There was no artist or name attached to the work, but I left a 2 donation for the artist (in a box for donations.

We ate dinner at Obika Roma (if you don't know Obika is a chain restaurant, there is one in LA, one in New York, one in Tokyo, a few in London, and the food is delicious. We had complementary glasses of very good prosecco (they have a voucher on their website).

And that was Rome!

Roma, Day #3

Monday

Today we started our day at the Colosseum! We decided to do a tour of the ancient things because neither of us are well versed in this type of architecture and history, so we thought it would be the best thing. Our tour guide was a woman from Italy and she was very knowledgable and funny. The nice thing about going on a guided tour is that you skip all of the lines and you see everything you want to see without getting lost or confused. The guidance works like this: everyone has a audio player and a headset in one ear, and then the group is on one channel so we all hear the same thing. All tour groups in Rome (and probably elsewhere) are the same. I think this is better than one person yelling at 30 people, things can get complicated.

So our tour consisted of the Colosseum, which looked like this in the morning:

Then we went to the Palatine Hill (where you can see the forum, and there are also some ruins up there, which looked like this:

And then we walked through the Forum, but by then we were so exhausted that the taking in of information was hard (also I've been having problems with my right leg), so those pictures looked like this:

As you can see, a lot of pictures, but not a lot of explanation.
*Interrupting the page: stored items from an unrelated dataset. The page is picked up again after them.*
PR #5819, opened 2026-06-06
Improve the error message when a Hex release is too large to publish

### LINKED ISSUE #5744: Improve error message for a file being too large when publishing to Hex
Similar to https://github.com/gleam-lang/gleam/issues/5708 which is for making api_revert_package_response error msg nicer

api_publish_package_response currently dumps the raw json eg

hexpm1

assuming https://github.com/gleam-lang/gleam/issues/5708 gets https://github.com/gleam-lang/gleam/pull/5728 and adds hexpm::ApiError::ValidationError that same type could be used for the api_publish_package_response case StatusCode::UNPROCESSABLE_ENTITY https://github.com/gleam-lang/gleam/blob/d09b84d289458b39caa304496a02e7412643bcf0/hexpm/src/lib.rs#L542

kyo5uke:
This improves the error shown by `gleam publish` when a release fails to upload
to Hex because the tarball is too large. Previously the build tool fell through
to the generic "unexpected response" handling and printed the raw `422` JSON
body; now it reports a clear message that the release tarball is too large to be
published.

Hex returns a `422 Unprocessable Entity` validation error in this case (the
`@tarball_max_size` limit). `api_publish_package_response` already inspects the
`422` body for the `--replace` and late-modification cases, so this follows the
same style and adds one more arm: a `"too big"` substring maps to a new
`ApiError::ReleaseTooLarge` variant. The substring matches both the server's
`{"errors": {"tar": "too big"}, ...}` form and the `"file too big: <name>"`
form, and is only checked inside the `422` branch after the existing `--replace`
and modify checks, so the collision risk is low.

The pre-existing `unknown_error_422` test used a `"file too big: ..."` body to
exercise the fall-through `UnexpectedResponse` path. Since that body is now
recognised as a too-large error, its body has been changed to a different,
still-unhandled `422` validation error so it keeps testing the fall-through.

A possible follow-up (left out to keep this focused) would be a dedicated
diagnostic that mentions the size limit, modelled on `HexPublishReplaceRequired`,
rather than reusing the generic "Hex API failure" diagnostic.

Verified locally with `cargo test -p hexpm` and `cargo test -p gleam-core`,
`cargo clippy --workspace` (with `-D warnings`), and `cargo fmt --check`, all
passing.

Closes #5744

### DIFF
--- a/CHANGELOG.md
+++ b/CHANGELOG.md
@@ -32,6 +32,10 @@
   `package.hexdocs.pm` rather than `hexdocs.pm/package`.
   ([Surya Rose](https://github.com/GearsDatapacks))
 
+- The build tool now shows a clearer error message when publishing to Hex
+  fails because the release tarball is too large.
+  ([kyo5uke](https://github.com/kyo5uke))
+
 ### Language server
 
 - The "pattern match on value" code action can now be used to pattern match on
--- a/compiler-core/src/dependency.rs
+++ b/compiler-core/src/dependency.rs
@@ -272,7 +272,8 @@ impl PackageFetchError {
             | hexpm::ApiError::IncorrectChecksum
             | hexpm::ApiError::Forbidden
             | hexpm::ApiError::NotReplacing
-            | hexpm::ApiError::LateModification => Self::ApiError(api_error),
+            | hexpm::ApiError::LateModification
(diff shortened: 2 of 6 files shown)


lpil (commented):
Hello! Are you a human?

Issue #2251, opened 2023-06-29
Use memory arena for pretty printing algebra


lpil:
Pretty printing, algebra. Data structure is represented using a recursive type that is reference counted. Create a new version of this that uses a memory arena (likely a reference based one) and benchmark it to see if there is a notable performance improvement.

If this is determined as being significantly faster, we can convert the formatter and code generators over to use this new version. This would be quite a long manual job.

ankddev:
@lpil This issue can be closed!

giacomocavalieri:
Not yet! We haven't ported all the places using the old pretty printer yet

ankddev:
Oh, sorry, totally missed this!

PR #5824, opened 2026-06-07
Faster pretty printing

giacomocavalieri:
This PR starts addressing #2251
This introduces a `pretty_arena` module with the new pretty printing algebra based on an arena. Introduction will need to be gradual, for now the new arena is only used by the language formatter.

The results are really encouraging!
- I've measured `gleam format` to be up to 13% faster on real projects like `squirrel` and `lustre`
- The memory footprint of the formatter has been reduced too, for example with Lustre  `gleam format` goes from having a peak memory footprint of 8.4MB to 7.6MB!

### DIFF
--- a/CHANGELOG.md
+++ b/CHANGELOG.md
@@ -113,6 +113,11 @@
 
 ### Formatter
 
+- Performance of the formatter has been improved.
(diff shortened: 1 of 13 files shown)


lpil (approved):
Amazing!! Thank you!!

PR #599, opened 2023-02-27
fix layer listing

ChristianBeilschmidt:


ChristianBeilschmidt:
[Fehlerhafte Darstellung in Layerliste bei langen Namen/Beschreibungen](https://trello.com/c/7zG9Pn0R/1148-fehlerhafte-darstellung-in-layerliste-bei-langen-namen-beschreibungen)

projects/core/src/lib/layer-collections/layer-collection-layer/layer-collection-layer.component.scss
```diff
@@ -4,17 +4,18 @@
 }
```
jdroenner, line 5: The details will get a scroll bar if the sidenav gets to small. I think this is fine. However there is a bit missing on the right...

image

maybe you could look into that?

jdroenner (changes requested):

projects/core/src/lib/layer-collections/layer-collection-layer/layer-collection-layer.component.scss
ChristianBeilschmidt: [be126a1](https://github.com/geo-engine/geoengine-ui/pull/599/commits/be126a16043a28e1a8b742ac2b895fd00fef40f4)

Scrolling seems to be strange, so instead, I let the texts break.

jdroenner (approved):

jdroenner:
bors merge

PR #621, opened 2023-04-27
fix oidc login when anonymous access is disabled

michaelmattig:


michaelmattig:
[KeyCloak aufsetzen und konfigurieren](https://trello.com/c/Rtx1wgbi/1285-keycloak-aufsetzen-und-konfigurieren)

projects/core/src/lib/users/oidc/oidc.component.ts
```diff
@@ -19,7 +20,7 @@ export class OidcComponent implements OnInit, OnDestroy {
 
     private pendingLoginRequest = false;
 
-    constructor(private readonly userService: UserService) {}
+    constructor(private readonly userService: UserService, private router: Router) {}
```
ChristianBeilschmidt, line 23:
```suggestion
    constructor(private readonly userService: UserService, private readonly router: Router) {}
```

projects/core/src/lib/users/oidc/oidc.component.ts
```diff
@@ -65,7 +66,10 @@ export class OidcComponent implements OnInit, OnDestroy {
                         this.user = session.user;
                     }
                 },
-                error: () => {},
+                error: () => {
+                    // guest login failed -> navigate to sign in
+                    this.router.navigate(['/signin']);
```
ChristianBeilschmidt, line 71: Does this work in any case? Maybe route to `/` such that this works in any app?

projects/core/src/lib/users/user.service.ts
```diff
@@ -325,6 +330,20 @@ export class UserService {
...
+
+    private checkOidcParametersAndLogin(): boolean {
+        const params = new URLSearchParams(window.location.search);
+        const sessionState = params.get('session_state');
+        const code = params.get('code');
+        const state = params.get('state');
+
+        if (sessionState && code && state) {
+            this.oidcLogin({sessionState, code, state}).pipe(first()).subscribe();
+            return true;
```
ChristianBeilschmidt, line 342: This looks… wrong.

Shouldn't you return an `Observable<boolean>` instead?

projects/core/src/lib/users/user.service.ts
```diff
@@ -49,19 +49,24 @@ export class UserService {
...
-                    error: (error) => {
-                        // only show error if we did not expect it
-                        if (error.error.error !== 'AnonymousAccessDisabled') {
-                            this.notificationService.error(error.error.message);
-                        }
-                        this.session$.next(undefined);
-                    },
-                });
+
+                const oidcLogin = this.checkOidcParametersAndLogin();
```
ChristianBeilschmidt, line 53: Don't you need to await something?

projects/gis/src/app/login/login.component.ts
```diff
@@ -50,17 +53,27 @@ export class LoginComponent implements OnInit, AfterViewInit, OnDestroy {
...
-                } else {
-                    this.user = session.user;
-                    this.formStatus$.next(FormStatus.LoggedIn);
-                }
-            });
+        // check if OIDC login is enabled
+        this.userService.oidcInit().subscribe(
+            (idr) => {
+                this.oidcUrl = idr.url;
+                this.formStatus$.next(FormStatus.Oidc);
```
ChristianBeilschmidt, line 60: Why don't we need the subscription here?

projects/gis/src/app/main/main.component.ts
```diff
@@ -248,15 +246,4 @@ export class MainComponent implements OnInit, AfterViewInit {
...
-    private handleQueryParameters(): void {
-        const params = new URLSearchParams(window.location.search);
-        const sessionState = params.get('session_state');
-        const code = params.get('code');
-        const state = params.get('state');
-
-        if (sessionState && code && state) {
-            this.userService.oidcLogin({sessionState, code, state}).pipe(first()).subscribe();
-        }
-    }
```
ChristianBeilschmidt, line 261: Why is this gone?

ChristianBeilschmidt (changes requested):

projects/core/src/lib/users/user.service.ts
michaelmattig: no. This methods checks the URL parameters which do not have to be awaited. in case they are set, the oids login happens asynchronously and false is returned so the regular login is skipped. If the parameters are not present, the login works like before.

projects/core/src/lib/users/user.service.ts
michaelmattig: no, this works just like the login worked before. The regular login works asynchronously as weill.

projects/gis/src/app/login/login.component.scss
```diff
@@ -8,8 +8,12 @@
 }
 
 .login {
-    margin: 0 auto;
     width: 24rem;
+
+    position: absolute;
+    top: 50%;
+    left: 50%;
+    transform: translate(-50%, -50%);
```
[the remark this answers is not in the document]
michaelmattig: it's better because it works. previously the login was centered horizontally but not vertically. I am sure you can do it in a different way, but this works.

projects/gis/src/app/login/login.component.ts
michaelmattig: If the oidcInit gives us the redirect url we can activate the Oidc part of the form. What is there to subscribe?

projects/gis/src/app/main/main.component.ts
michaelmattig: this is now done in the user service. Previously, the query parameters were only ever checked AFTER the userService already tried to log in anonymously. In the case where the anonymous login was disabled this would lead to errors.

projects/core/src/lib/users/oidc/oidc.component.ts
michaelmattig: Routing it to `/` doesn't work. Nothing happens in the app. maybe because it already is at `/`?

ChristianBeilschmidt: It seems like you can force a reload on the same location on extras/options:
https://angular.io/api/router/NavigationBehaviorOptions#onSameUrlNavigation

projects/core/src/lib/users/user.service.ts
ChristianBeilschmidt: refactor like discussed in chat

projects/core/src/lib/users/user.service.ts
```diff
@@ -325,6 +330,20 @@ export class UserService {
                 this.sessionQuota$.next(quota);
             });
     }
+
+    private checkOidcParametersAndLogin(): boolean {
+        const params = new URLSearchParams(window.location.search);
+        const sessionState = params.get('session_state');
+        const code = params.get('code');
+        const state = params.get('state');
```
ChristianBeilschmidt, line 338: cf. chat, removal of parameters

ChristianBeilschmidt (changes requested):

projects/core/src/lib/users/user.service.ts
michaelmattig: add09e802673f1b7d52dc319be3caa6f2b1e451e

ChristianBeilschmidt:
bors merge

ChristianBeilschmidt (approved):

ChristianBeilschmidt:
bors merge

PR #676, opened 2023-08-31
fix gradient: color between lower and higher value

jdroenner:


jdroenner:
[Vector Colorizer Linear Gradient nutzt nur die erstem beiden Einträge](https://trello.com/c/e3OoqCzH/1460-vector-colorizer-linear-gradient-nutzt-nur-die-erstem-beiden-eintr%C3%A4ge)

projects/core/src/lib/colors/colorizer.model.ts
```diff
@@ -96,13 +96,16 @@ export class LinearGradient extends Colorizer {
             return this.overColor;
         }
 
-        const index = this.breakpoints.findIndex((b) => value >= b.value);
+        const index = this.breakpoints.findIndex((b, i, brks) => {
+            return value >= b.value && (i === brks.length - 1 || value < brks[i + 1].value);
+        });
```
ChristianBeilschmidt, line 101: Can't this be done by using `findLastIndex`?

https://jsfiddle.net/8yushjno/

ChristianBeilschmidt (changes requested):

projects/core/src/lib/colors/colorizer.model.ts
ChristianBeilschmidt: We shouldn't increase the javascript version to ES2023 if this is not recommended by Angular.

Maybe just reverse the array?

https://jsfiddle.net/m38y5416/

ChristianBeilschmidt (approved):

Rome was extremely hot and difficult because of that. But we had a great time.

After our tour we went to the old Jewish Ghetto, which is still full of Jewish shops and Kosher restaurants. We were instructed to go there by a few people, most importantly my Aunt Tania who said we would have whole fried artichokes there that would be incredible. She, as always, was right. As was everyone else who recommended it so thank you!

Whole fried artichoke? Yes! YOU CAN EAT THE WHOLE THING!
We also had falafel and humus and some fried mozzarella things that weren't what we ordered but we ate them and enjoyed them.

After lunch we walked back to our hotel for a breather (I had been working on my paper still).
Then we went to dinner at the restaurant with 114 pasta sauce choices. Yes they were all different (some only slightly different, but it still counts in my book). I had bolognese and mom had shrimp with tomatoes and spinach or rocket, she enjoyed it. We also had a salad that would not stay on our forks, or get to our mouths, so we had a laugh about the slippery salad and I think the people next to us thought we were crazy.

Then we went to the Trevi fountain (because we were told to go at night) and it was really beautiful at night. I believe I had tears in my eyes. We threw pennies over our shoulders as we both want to return to Rome, and that was our night.

Note: Ginger and Cinnamon Gelato = amazing.